Flow interactions of finite-span synthetic jets and a cross flow

Abstract

The interaction of a finite-span synthetic jet with a cross-flow over a swept-back finite wing was studied experimentally at a Reynolds number of 100,000 and at multiple angles of attack. The focus of the work was to explore the interaction of finite span synthetic jets with a locally attached or separated flow field in the vicinity of the synthetic jet orifice. The effect of blowing ratio and aspect ratio of the jet orifice was discussed in detail. As was shown in previous work for an unswept finite configuration, the time-averaged velocity field exhibits secondary streamwise flow structures that evolve due to the finite span of the synthetic jet orifice. Furthermore, these structures depend upon actuation level of the jet, as well as orifice geometry. Phase-averaged measurements over the swept-back finite configuration showed that in the presence of sweep the flow becomes highly three-dimensional almost immediately downstream of the synthetic jet orifice. It was demonstrated that the baseline flow field that develops over a swept-back configuration (dependent on angle of attack), which is characterized by spanwise and streamwise vorticity components, is responsible for the immediate breakdown of the coherent structures that are introduced by the synthetic jet orifice, and for the formation of the secondary flow structures that were seen in the time-averaged flow field.

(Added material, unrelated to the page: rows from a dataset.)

PR #888, opened 2022-01-06
Re-add `build_stack_rules_proto` dep

Yi-Tseng:
PR #872 removed a few (seemingly) unneeded dependencies. As CI is not building the `stratum_bf/stratum_bfrt` targets we did not catch the missing dependency for older PI versions, which requires `build_stack_rules_proto`.

Note:
Bazel also tries to build PI when building stratum_bfrt target, need to find out the reason.


pudelkoM (approved):
Oh well...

The overarching goal of the work was to understand the flow physics associated with a finite-span synthetic jet placed on an aerodynamic configuration. Through experimental investigation, the flow mechanisms of the interaction between a finite span synthetic jet and the flow over a finite span swept back wing was described and successfully understood.

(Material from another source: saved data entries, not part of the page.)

PR #889, opened 2022-01-06
Add bmv2-commit label to mn-stratum image

EmanueleGallone:
This PR adds a label to image `mn-stratum` showing the commit used to build bmv2.

### DIFF
--- a/Dockerfile.build
+++ b/Dockerfile.build
@@ -3,7 +3,7 @@
 
 ARG BAZELISK_VERSION=1.8.0
 ARG PI_COMMIT=a5fd855d4b3293e23816ef6154e83dc6621aed6a
-ARG BMV2_COMMIT=b0fb01ecacbf3a7d7f0c01e2f149b0c6a957f779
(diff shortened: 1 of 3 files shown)


pudelkoM:
Why not just read the BMv2 commit from the Stratum hash? One-liner in bash:

```bash
git show $(docker image inspect --format='{{json .ContainerConfig.Labels}}' opennetworking/mn-stratum:latest | jq -r '."org.opencontainers.image.version"'):Dockerfile.build | grep "BMV2_COMMIT="
```

EmanueleGallone:
Thanks @pudelkoM; While building the image from a more recent bmv2 commit I thought it would've been nice to directly show the bmv2 commit as a label, but your one-liner convinced me 😄 
Closing PR.

pudelkoM:
Happy to help.

My example was primarily to show that the info is already there, albeit a little hidden.

If the this bmv2 commit is something you need very often and by hand, we can revisit this issue.
For one-off lookups or automated processes the above should work.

Finally, a simple semi-empirical/theoretical model was developed in order to help depict the flow interactions of the streamwise vortical structures that are generated at the edges of a finite-span synthetic jet orifice in the presence of a cross flow. Using superposition of simple two-dimensional flow fields, the Vortex Dynamics Model was successful in predicting the footprint of finite-span synthetic jets on three-dimensional configurations.

The tip vortex was found to influence the development of the flow structures generated by the synthetic jet; conversely, an investigation on the effect of a finite-span synthetic jet on the development of the tip vortex was also undertaken. The effect of actuation resulted in global changes to the tip vortex by altering its development. Actuation resulted in an overall increase in vorticity magnitude in the core of the vortex with a corresponding decrease in fluctuations of the vortex. Ultimately, the effect of actuation led to both a stronger and more coherent tip vortex.

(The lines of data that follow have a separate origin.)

PR #108, opened 2022-08-02
Ignore atomicops.h in check_links

fmauch:
Since this is a 3rd-party file I don't really see any point in going deeper
into that.


fmauch:
The links that are still invalid are the ones fixed inside #107

fmauch:
Closing in favor of #117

Furthermore, the effect of jet placement along the span of the wing was studied. A finite-span synthetic jet was placed near the tip of a finite sweptback wing. The focus of that part of the work was to explore the interaction of the synthetic jet with a spatially non-uniform velocity field (due to the presence of a tip vortex), especially the formation and advection of flow structures in the vicinity of the synthetic jet. As was shown, the time-averaged velocity field exhibited streamwise flow structures downstream of the jet.